## ACTIVITY
Could you return each line of the material that has "michaelklishin" in it?

## RECORDS FOR PROCESSING

PR #2968, opened 2021-04-12
Allow quorum queue names to exceed atom max chars

kjnilsson:
If the concatenation of the vhost and the queue name exceeds 255 chars
we instead generate an arbitrary atom name instead of throwing an
exception.

Fixes: #2968


michaelklishin (approved):

michaelklishin:
Backported to `v3.8.x`.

## RESULT OF THE TASK
michaelklishin (approved):
michaelklishin:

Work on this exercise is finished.